Recorded data:

PR #275, opened 2024-04-23
Provision mail services

ITViking:
#### What does this PR do?
This PR adds a mailing service

This PR can be tested by running the following comand in dpl shell: 
`PROJECT_NAME=struer task lagoon:project:ensure:azure-mail-connection-string` and check that the variable has been set. It's possible to view the value of the variable by pressing "show values" 
image

Please test it on fx. the struer project

https://reload.atlassian.net/browse/DDFDRIFT-60

### DIFF
--- a/infrastructure/environments/dplplat01/lagoon/lagoon-remote-values.template.yaml
+++ b/infrastructure/environments/dplplat01/lagoon/lagoon-remote-values.template.yaml
@@ -22,9 +22,6 @@ sshCore:
 dbaas-operator:
   enabled: true
 
-azureEmailService:
-  connectionString: "$ACS_CONNECTION_STRING"
-
   mariadbProviders:
     production:
       environment: "production"
--- a/infrastructure/environments/dplplat01/lagoon/lagoon-remote-values.template.yaml
+++ b/infrastructure/environments/dplplat01/lagoon/lagoon-remote-values.template.yaml
@@ -22,6 +22,9 @@ sshCore:
 dbaas-operator:
   enabled: true
 
+azureEmailService:
+  connectionString: "$ACS_CONNECTION_STRING"
+
   mariadbProviders:
     production:
       environment: "production"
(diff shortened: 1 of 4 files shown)


infrastructure/environments/dplplat01/lagoon/lagoon-remote-values.template.yaml
```diff
@@ -22,6 +22,9 @@ sshCore:
 dbaas-operator:
   enabled: true
 
+azureEmailService:
+  connectionString: "$ACS_CONNECTION_STRING"
```
hypesystem, line 26: This is nested wrong afaict. Should be above `dbaas-operator`. The `mariadbProviders` field *must* be nested in `dbass-operator` and adding thesel ines here breaks that.

hypesystem: Notice also that the lagoon-remote-values.yaml generated from this template is used to helm install a chart.

That means only values known by that chart have any effect. Is `azureEmailService` in the `lagoon/lagoon-remote` chart? (Find out by running `helm show values` on it.)

Latest version of the chart is here and it has no email field: https://github.com/uselagoon/lagoon-charts/blob/main/charts/lagoon-remote/values.yaml

hypesystem: I think we probably need to pass the values in elsewhere, not via lagoon-remote. Lagoon-remote is lagoon's way of running standard drupal stuff. We just need to pass an arbitrary environment value in, preferably as a secret.

We could use lagoon's built in variable support and set it on each project, see e.g. the two `LAGOON_` variables set and passed into dpl-cms here: https://ui.lagoon.dplplat01.dpl.reload.dk/projects/dpl-cms/project-variables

Task requirements:
Apply a filter for "chart" to the entries and show each line that passes.

Solution to the exercise:
hypesystem: Notice also that the lagoon-remote-values.yaml generated from this template is used to helm install a chart.
That means only values known by that chart have any effect. Is `azureEmailService` in the `lagoon/lagoon-remote` chart? (Find out by running `helm show values` on it.)
Latest version of the chart is here and it has no email field: https://github.com/uselagoon/lagoon-charts/blob/main/charts/lagoon-remote/values.yaml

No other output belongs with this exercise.